Тогда Мейснер спросил меня, считаю ли я, что прозрение моей дочери можно сравнивать с приведенным примером разрастания кости. Я ответил: «Нет». Тогда он спросил, считаю ли я, что ее исцеление и в самом деле доказывает надежность магнетического метода. Я промолчал. Он повторил свой вопрос. Я ответил уклончиво. Тогда он спросил меня, считаю ли я, что моя дочь и в самом деле была слепа.
Конечно, я сказал: «Да». Тогда он спросил, считаю ли я ее теперь совершенно зрячей. «Да», — ответил я. Тогда он попросил меня обдумать, какие выводы следуют из моего ответа, — после чего возникла короткая пауза.
Конечно, я мог бы уклониться, сославшись на другие авторитеты. Но я предпочел избрать трудный путь — я согласился, что метод оказался действенным. Согласился, что ошибался. Я сделал выводы из происшедшего и капитулировал.
События увлекают меня своим потоком. У меня такое чувство, что моему спокойному существованию пришел конец: поскольку прежде я выказывал неодобрение, теперь, чтобы оставаться последовательным, я должен одобрить ход событий.

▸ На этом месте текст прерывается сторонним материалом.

Issue #414, opened 2020-02-05
Argument struct for `lucetc::Compiler::new()`


acfoltzer:
Inspired by https://github.com/bytecodealliance/lucet/pull/405

The number of arguments here is getting out of hand, and it's easy to forget all the places that must be updated when adding a new one. For example, the new functionality in #405 is only available via the API, not the command line. Cleaning this up, and perhaps even sharing a data structure with the command-line parser would improve this a lot.

pchickey:
Closed #418

PR #418, opened 2020-02-09
414 Argument struct for `lucetc::Compiler::new()`

michael-groble:
Approach for  #414

First time working in this code base and not a huge amount of rust experience so comments much appreciated!

This is an approach that attempts to make construction simpler without changing the signature for `Compiler::new`.  `CompilerBuilder` could easily be something more like `CompilerOptions` that gets passed in as an argument to either a new `Compiler` method or `Compiler::new` if that is really the desire.

There are many more places using `Compiler::new` that I can update once I get some agreement on approach.  Also can add some testing.  Just throwing something out there fore feedback first.


lucetc/src/compiler.rs
```diff
@@ -47,6 +47,91 @@ impl OptLevel {
     }
 }
 
+pub struct CompilerBuilder {
+    pub target: Triple,
```
michael-groble: I built this struct before seeing the `with_` conventions in `LucetOpts`.  There is one place (`Lucetc.shared_object_file`) that wants access to this.  Making it `pub` was just a quick way to get something out for review.  Can adopt a different naming convention here to differentiate "accessors" vs. "setters".

lucet-wasi-sdk/tests/lucetc.rs
```diff
@@ -43,20 +42,12 @@ mod lucetc_tests {
...
-            false,
-            &Some(v),
-            false,
-        )
-        .expect("compile empty");
+        let mut builder = Compiler::builder();
+        let c = builder
+            .validator(&Some(v))
+            .create(&m, &b)
+            .expect("compile empty");
```
katie-martin-fastly: This looks much nicer now :tada:

lucetc/src/compiler.rs
```diff
@@ -47,6 +47,91 @@ impl OptLevel {
...
+        self
+    }
+
+    pub fn canonicalize_nans(&mut self, canonicalize_nans: bool) -> &mut Self {
+        self.canonicalize_nans = canonicalize_nans;
+        self
+    }
+
+    pub fn validator(&mut self, validator: &Option<Validator>) -> &mut Self {
+        self.validator = validator.clone();
```
katie-martin-fastly: Do you think that this could accept `Option<Validator>` instead? This will just move the `.clone()`'s to the places that this method is called.

lucetc/src/lib.rs
```diff
@@ -263,18 +284,12 @@ impl Lucetc {
         Self {
             input: LucetcInput::Path(input.to_owned()),
             bindings: vec![],
-            target: Triple::host(),
-            opt_level: OptLevel::default(),
-            cpu_features: CpuFeatures::default(),
-            heap: HeapSettings::default(),
+            builder: Compiler::builder(),
```
katie-martin-fastly: This too, looks much nicer now. :smile_cat:

lucetc/src/compiler.rs
katie-martin-fastly: * How about using `pub(crate)` instead of `pub`? I don't think exposing this to `Lucetc.shared_object_file`, but that would keep `target` from being exposed outside of the crate as well.
* You already noticed the `with_` conventions, following these here would be nice :slightly_smiling_face: I'll tag one of the methods below with an example of the signature change I would hope to see.

lucetc/src/compiler.rs
```diff
@@ -47,6 +47,91 @@ impl OptLevel {
...
+            opt_level: OptLevel::default(),
+            cpu_features: CpuFeatures::default(),
+            heap_settings: HeapSettings::default(),
+            count_instructions: false,
+            canonicalize_nans: false,
+            validator: None,
+        }
+    }
+
+    pub fn target(&mut self, target: Triple) -> &mut Self {
```
katie-martin-fastly: As you mentioned above, this could follow the `LucetcOpts` conventions :slightly_smiling_face: 

Instead of having this borrow the struct, we can have it consume `self`, and return an owned type, via the signature below. This just means passing ownership of the object along, instead of passing along the ability to mutate the object. Call-sites shouldn't change _too_ much. :crossed_fingers: 

```rust
pub fn with_target(self, target: Triple) -> Self
```

lucetc/src/compiler.rs
```diff
@@ -47,6 +47,91 @@ impl OptLevel {
...
+    }
+
+    pub fn cpu_features(&mut self, cpu_features: CpuFeatures) -> &mut Self {
+        self.cpu_features = cpu_features;
+        self
+    }
+
+    pub fn cpu_features_mut(&mut self) -> &mut CpuFeatures {
+        &mut self.cpu_features
+    }
```
katie-martin-fastly: Building off of the `with_` changes, I would change the signature of these mutator methods to look like

```rust
cpu_features(&mut self, cpu_features: CpuFeatures)
```

This means code that changes the value of a member, `CpuFeatures` in this case, does so by passing the new value _to_ our builder rather than borrowing and mutating the existing value.

lucetc/src/lib.rs
```diff
@@ -248,13 +256,26 @@ impl<T: AsLucetc> LucetcOpts for T {
...
+    fn canonicalize_nans(&mut self, canonicalize_nans: bool) {
+        self.as_lucetc()
+            .builder
+            .canonicalize_nans(canonicalize_nans);
+    }
+
+    fn with_canonicalize_nans(mut self, canonicalize_nans: bool) -> Self {
+        self.canonicalize_nans(canonicalize_nans);
+        self
+    }
```
katie-martin-fastly: Wonderful touch adding these as well :heart:  Thank you!

data-pup: Heads up that you will see a merge conflict here<sup>[1](https://github.com/bytecodealliance/lucet/pull/423/files#diff-a5ee6b9e6496674851a8b1023f579e5eR261)</sup>, now that #423 has landed.

1: https://github.com/bytecodealliance/lucet/pull/423/files#diff-a5ee6b9e6496674851a8b1023f579e5eR261

lucetc/src/compiler.rs
michael-groble: if I try this signature, then within `LucetOpts` impl, it complains that `CompilerBuilder` needs to implement `Copy`.  Lots of bits in there don't implement `Copy` (`Triple`, `CpuFeatures`, `HeapSettings`) so I'm wondering if I'm missing something about how to do this.  I see how the impl of `LucetOpts` uses the following signature

 ```rust
fn with_target(mut self, target: Triple) -> Self
```
but not sure why it doesn't need the `Copy`. Can dig more.

File: lucetc/src/compiler.rs (hunk 6 above)
Comment (michael-groble) [reply lucetc/src/compiler.rs]: so if you look at the example of how we expose `heap_settings` to enable `min_reserved_size`, `LucetOpts` wants to be able to manipulate _parts_ of `heap_settings`, not wholly overwrite it, which is what a signature like that would provide.  Alternately, I could not expose `heap_settings` at all (like `LucetOpts` doesn't) and instead expose each of the individual modifiable parts (although that is opposite of the pattern it uses with `cpu_features`).  I was trying to find a consistent way to handle both `cpu_features` and `heap_settings` where they don't seem to be handled consistently in `LucetOpts`.

File: lucetc/src/compiler.rs (hunk 5 above)
Comment (michael-groble) [reply lucetc/src/compiler.rs]: ok, i think i have this how you're asking @katie-martin-fastly.  Note there is still the `_mut` versions as below.  as before, there are a lot more places to clean up if this looks good.

File: lucetc/src/compiler.rs (hunk 6 above)
Comment (katie-martin-fastly) [reply lucetc/src/compiler.rs]: Ah! Thank you for noticing this, it is very thoughtful.

I think the way you have this currently is great! Sometimes exceptions are needed, so an additional `cpu_features_mut` method because of implementation details seems perfectly reasonable to me. The  `min_reserved_size` methods feel more like concerns of the public API, so I don't think this struct needs to mirror that.

File: lucetc/src/lib.rs [hunk 8]
```diff
@@ -380,7 +357,7 @@ impl Lucetc {
         let dir = tempfile::Builder::new().prefix("lucetc").tempdir()?;
         let objpath = dir.path().join("tmp.o");
         self.object_file(objpath.clone())?;
-        link_so(objpath, &self.target, &output)?;
+        link_so(objpath, self.builder.target_ref(), &output)?;
```
katie-martin-fastly: You mentioned a similar thing with `heap_settings_mut`, I think the same thing applies here. As well. Having an extra method doesn't hurt us, especially if it's scoped with `pub(crate)`

lucetc/src/compiler.rs
katie-martin-fastly: I commented elsewhere about this, but the `target_ref` method is another case like this. I think it's fine to have these, and the rest of the methods are there to provide a nice API surface for general-use.

michael-groble:
>  Do you mean that there is more you'd like to do here? If you are satisfied, I think this is already a great step in the right direction.

I just meant the last commit I just added where I clean up uses of `Compiler::new` in the tests, mostly in `lucetc/test/wasm.rs`.  With that, I think this is complete.  Really appreciate the guidance on this @katie-martin-fastly!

Я стараюсь также быть честным, ведь я всегда так гордился своей честностью. Я честно признаю: Мейснер прав. Я предаю своих коллег-врачей, если они могут считать себя жертвами предательства оттого, что лечение оказалось успешным.
И тогда этот человек, Мейснер, сидевший напротив меня, приблизил ко мне свое лицо с резкими монгольскими чертами и спросил спокойно и твердо, почему же я не делаю последовательных выводов из моего признания и не помогаю ему в его деятельности. Он попросил меня стать его ассистентом.